• **WHAT IS REQUIRED**:
In the entries below, how many lines include "same"? Reply with the number and nothing more.

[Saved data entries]
PR #3295, opened 2022-04-04
Move beacon code to a dedicated extension. Fix beacon remove vars

### LINKED ISSUE #3277: Error while submitting to beacon VCF files filtered by a gene panel
Example, [this case](https://scout-stage.scilifelab.se/cust002/F0038815) from cust002 in stage:

Filter variants using 2 gene panels:

image

Error:

image

northwestwitch:
- Fix #3277 
- Remove most of the code from cases views and controllers and put it into an app extension

<details>

**Prepare for testing**
1. `sudo -iu hiseq.clinical`
1. `ssh localhost`
</details>

**How to test**:

**Expected outcome**:

**Review:**
- [ ] code approved by
- [ ] tests executed by


northwestwitch:
Tested on stage and delete variants functionality now works:

image


Since I've tested with a case copied from prod and the panels for that case don't exist on stage (or don't exist in case dict?), I get an error when trying to create the submission data with the panel's genes:

image


Perhaps I can fix the code to fail a bit more gracefully..

northwestwitch:
I think one of the problems is that the add variants endpoint times out when you provide one or more gene panels with many genes (probably the request is not even sent to the beacon). I'm investigating a solution (an async endpoint, using a thread?), but so far is still not working..

northwestwitch:
Aha! Perhaps I don't need to complicate the code with async requests, there's a permission issue on the dockerized beacon app on stage: https://github.com/Clinical-Genomics/cgbeacon2/issues/227

northwestwitch:
Another problem when you send requests with data containing thousands of genes:

image


I'm not sure this would work

dnil:
> Another problem when you send requests with data containing thousands... 
> I'm not sure this would work

No, a say POST request with general data would be preferable to using the rather limited session object. I haven't had any time to read the code yet, so probably you already did! 😊 Let's check tomorrow!

northwestwitch:
> > Another problem when you send requests with data containing thousands...
> > I'm not sure this would work
> 
> No, a say POST request with general data would be preferable to using the rather limited session object. I haven't had any time to read the code yet, so probably you already did! 😊 Let's check tomorrow!

Wait, it's not ready yet!

northwestwitch:
> No, a say POST request with general data would be preferable to using the rather limited session object.

Agreed! We already have problems of this type with chanjo! I've been thinking of ways to "compress" a list of number in something that is smaller. Looks like Google has an algorithm that does exactly the same: https://developers.google.com/maps/documentation/utilities/polylinealgorithm

Check out this python implementation: https://github.com/amit1rrr/numcompress

northwestwitch:
I think this is ready for review now!

scout/server/extensions/beacon_extension.py
```diff
@@ -0,0 +1,192 @@
...
+            form(ImmutableMultiDict): request form submitted by user. Example:
+                [('case', 'internal_id'), ('samples', 'affected'), ('vcf_files', 'vcf_snv'), ('vcf_files', 'vcf_snv_research'), ('panels', '6246b25121d86882e127710c')]
+
+        """
+
+        # Check if user has rights to submit case to beacon
+        user_obj = store.user(current_user.email)
+
+        if "beacon_submitter" not in user_obj.get("roles", []):
+            flash("You don't have permission to use the Beacon tool", "warning")
```
dnil, line 102: Also something like please write to support and ask your institute primary contact to approve you as a Beacon submitter?

scout/server/extensions/beacon_extension.py
```diff
@@ -0,0 +1,192 @@
...
+        gene_ids = set()
+        for panel in form.getlist("panels"):
+            gene_ids.update(store.panel_to_genes(panel_id=panel, gene_format="hgnc_id"))
+
+        if gene_ids:
+            data["genes"] = {"ids": list(gene_ids), "id_type": "HGNC"}
+
+        return data
+
+    def add_variants(self, store, case_obj, form):
```
dnil, line 87: Passing the form all the way to the extension does connect things quite a bit. But the code is currently clean enough that I think changing it to parse the form in the view would make it more complex. All good for now!

tests/server/extensions/test_beacon_extension.py
```diff
@@ -0,0 +1,150 @@
...
+        # WHEN user submits variants from a case to the Beacon
+        beacon.add_variants(store, case_obj, None)
+
+        # THEN case will not be updated with submission data
+        updated_case = store.case_collection.find_one(case_obj)
+        assert "beacon" not in updated_case
+
+
+@responses.activate
+def test_add_variants_wrong_dataset(app, user_obj, case_obj):
```
dnil, line 55: 👍

dnil (approved):
Looks good to me, but lets test at stage as well.

scout/server/extensions/beacon_extension.py
northwestwitch: Yes, good idea!

scout/server/extensions/beacon_extension.py
northwestwitch: Did you mean that it is fine to pass the raw request of it should be parsed in the view first? Sorry i didn't get it

dnil: I think it is in principle more correct if the view parses requests - or possibly a dedicated function from the controller. But we don’t hold to that in general, and this code is still very clean - the forms are not touched until they reach the extension, so I do not mind an exception!

northwestwitch: Ah OK, thanks!

northwestwitch:
Test trying to submit a case to a dataset that doesn't exist in beacon: 🆗 

image

Test add variants to dataset that exists (cust002 GRCH37) 🆗 

image

Test removing vars for the same case: 🆗 

image

northwestwitch:
Merging this one as well!

PR #3252, opened 2022-03-22
Refactoring of igv tracks building

northwestwitch:
Fix #3139 and fix #3250

- Build case IGV tracks starting from case and variant objects, and not passing all params from an HTML form
- Check that user has access to a case track before redirecting to IGV view (using [institute_and_case](https://github.com/Clinical-Genomics/scout/blob/4c177c838639cb648bbe03c4be6f710f3dcc4d2c/scout/server/utils.py#L89) function to retrieve case info and check if user is allowed to see resources)
- Check that user has access to RNA splice junctions before redirecting to IGV sashimi plot (also using institute_and_case function)

<details>
<summary>Testing on cg-vm1 server (Clinical Genomics Stockholm)</summary>

**Prepare for testing**
1. Make sure the PR is pushed and available on [Docker Hub](https://hub.docker.com/repository/docker/clinicalgenomics/scout-server-stage)
1. `ssh <USER.NAME>@cg-vm1.scilifelab.se`
1. `sudo -iu hiseq.clinical`
1. `ssh localhost`
1. (optional) Find out which scout branch is currently deployed on cg-vm1: `podman ps`
1. Stop the service with current deployed branch: `systemctl --user stop scout.target`
1. Start the scout service with the branch to test: `systemctl --user start scout@<this_branch>`
1. Make sure the branch is deployed: `systemctl --user status scout.target`
</details>

**How to test**:
1. Install on stage (cg-vm1) and open alignments:
- [ ] At the case level (from case sidebar)
- [ ] For a SNV variant
- [ ] For a SV variant
- [ ] For STRs
- [ ] For cancer variants
- [ ] For a case in a group with other cases

**Expected outcome**:
The functionality should be working
Take a screenshot and attach or copy/paste the output.

**Review:**
- [ ] code approved by
- [ ] tests executed by

PR #3303, opened 2022-04-19
Additional check for user logged in status and requested resource before serving files using remote static

### LINKED ISSUE #3302: Refactor endpoint so that /remote/static/unindexed can't be used without being authenticated
Check the use case from this report: https://huntr.dev/bounties/7acac778-5ba4-4f02-99e2-e4e17a81e600/

Reproduce: `docker-compose up`
Then `curl --path-as-is 'http://127.0.0.1:8000/remote/static/unindexed?file=../../../../../../../etc/passwd'

northwestwitch:
Fix #3302 

<details>

**Prepare for testing**
1. `sudo -iu hiseq.clinical`
1. `ssh localhost`
</details>

**How to test - locally**:
1. On main branch, serve demo app (`scout --demo serve`)
2. Try to get a resource as a non-logged user via curl: `curl http://localhost:5000/remote/static?file=config.py`
3. The response should return the resource
4. Get the resource in the browser as a logged in user by using this URL: `http://localhost:5000/remote/static?file=config.py`
5. The response should return the resource

6. Switch to this branch and repeat 2 and 4
7. You should get a 403 code (forbidden) in both cases

**Expected outcome**:

**Review:**
- [x] code approved by mikaell
- [x] tests executed by mikaell


northwestwitch:
I'll write a test!

northwestwitch:
Ok, now I'm really done with this one!

mikaell:
Fun bug. I'll have a look.

mikaell (approved):
Code looks good and the tests pass! 💪

northwestwitch:
@dnil I've modified this PR following your feedback of yesterday --> I've introduced sessions to check which files can be served by the remote static endpoint. Feel free to give it a check when you have time

scout/server/blueprints/alignviewers/controllers.py
```diff
@@ -14,6 +14,22 @@
...
+
+    Args:
+        display_obj(dict): A display object containing case name, list of genes, lucus and tracks
+    """
+    session_tracks = list(display_obj.get("reference_track", {}).values())
+    for key, track_items in display_obj.items():
+        if key not in ["tracks", "custom_tracks", "sample_tracks"]:
+            continue
+        for track_item in track_items:
+            session_tracks += list(track_item.values())
```
dnil, line 28: Hm, one would need a plan to purge old session tracks as well, otherwise we will rather soon have users unable to log in due to overfull session stores.

scout/server/blueprints/alignviewers/views.py
```diff
@@ -62,7 +60,15 @@ def remote_cors(remote_url):
 @alignviewers_bp.route("/remote/static", methods=["OPTIONS", "GET"])
 def remote_static():
     """Stream *large* static files with special requirements."""
-    file_path = request.args.get("file") or ""
+    file_path = request.args.get("file") or "."
```
dnil, line 63: Would it be really difficult to just replace that file arg with case-individual-filetype/configkey, much as in #3252? That way, the the actual path could be kept internal to the app instead of passing via the users browser. I can have a look if you are tired of this issue by now. 😊

northwestwitch: It's quite a lot of code because it's not just case key/value. I see some issues a

- Sometimes the track is at the case level, sometimes at the individual level
- The tracks have an index that should also be passed by this function, and the index file suffix is extrapolated by the main track suffix 
- The tracks need to be built anyway before (in the controllers) because already in the template you need to specify which type of track igv should expect (wig, alignment, bed, etc. see [here](https://github.com/Clinical-Genomics/scout/blob/1200f4a0f947f35e1fbae8f1403d4e59ca0f8fd2/scout/server/blueprints/alignviewers/templates/alignviewers/igv_viewer.html#L120)) , so you'd end up having almost the same code twice

northwestwitch: But it if you want to try, please do! Perhaps in a separate branch, because I'll instroduce the code to purge the session in this one

scout/server/blueprints/alignviewers/controllers.py
northwestwitch: I don't think overfull session stores would happen anyway, since that session object doesn't contain much info, try to printout the content! And the session["igv_tracks"] gets overwritten every time you get to the alignments of a new case.

The object is a list of strings with the tracks for that case, not a dict with track data for each case you visit

northwestwitch: I've been investigating a solution and found this:: https://stackoverflow.com/questions/48994440/execute-a-function-after-flask-returns-response

I've pushed some code to this PR. Basically after the request is returned from igv or sashimi_igv, the session["ivg_tracks"] key/value gets removed

scout/server/blueprints/alignviewers/views.py
```diff
@@ -91,7 +97,18 @@ def sashimi_igv(institute_id, case_name, variant_id):
     )  # This function takes care of checking if user is authorized to see resource
 
     display_obj = controllers.make_sashimi_tracks(case_obj, variant_id)
-    return render_template("alignviewers/igv_sashimi_viewer.html", **display_obj)
+    controllers.set_session_tracks(display_obj)
+
+    response = Response(render_template("alignviewers/igv_sashimi_viewer.html", **display_obj))
+
+    @response.call_on_close
```
northwestwitch, line 104: This executes when the response is closed removes the session item

tests/server/blueprints/alignviewers/test_alignviewers_views.py
```diff
@@ -72,3 +128,6 @@ def test_igv_authorized(app, user_obj, case_obj, variant_obj):
 
         # THEN the response should be a valid HTML page
         assert resp.status_code == 200
+        # AND when the reponse is closed case IGV tracks should be remove from session
```
northwestwitch, line 131: Added a test for the new code

scout/server/blueprints/alignviewers/views.py
```diff
@@ -91,7 +94,16 @@ def sashimi_igv(institute_id, case_name, variant_id):
...
+    @copy_current_request_context
+    def clear_session_traks():
```
dnil, line 103:
```suggestion
    def clear_session_tracks():
```

scout/server/blueprints/alignviewers/views.py
dnil: Cool thing!

scout/server/blueprints/alignviewers/views.py
```diff
@@ -120,4 +132,13 @@ def igv(institute_id, case_name, variant_id=None, chrom=None, start=None, stop=N
...
 
     display_obj = controllers.make_igv_tracks(case_obj, variant_id, chrom, start, stop)
-    return render_template("alignviewers/igv_viewer.html", **display_obj)
+    controllers.set_session_tracks(display_obj)
+
+    response = Response(render_template("alignviewers/igv_viewer.html", **display_obj))
+
+    @response.call_on_close
+    @copy_current_request_context
+    def clear_session_traks():
```
dnil, line 141:
```suggestion
    def clear_session_tracks():
```

northwestwitch: Ah yes! 😆

scout/server/blueprints/alignviewers/views.py
dnil: Yeah, I think 1 and 2 above should be rather possible. It's harder to get around 3 without adding some complexity. One could perhaps have a common helper for the two, producing the same track info and use just the file name for this one, but I haven't tried so no idea yet if there is anything that is difficult to get around. 

How about we focus on merging this, which a lot safer than before, and we can refactor later as time allows?

northwestwitch: yes, I agree!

• **RESPONSE**:
4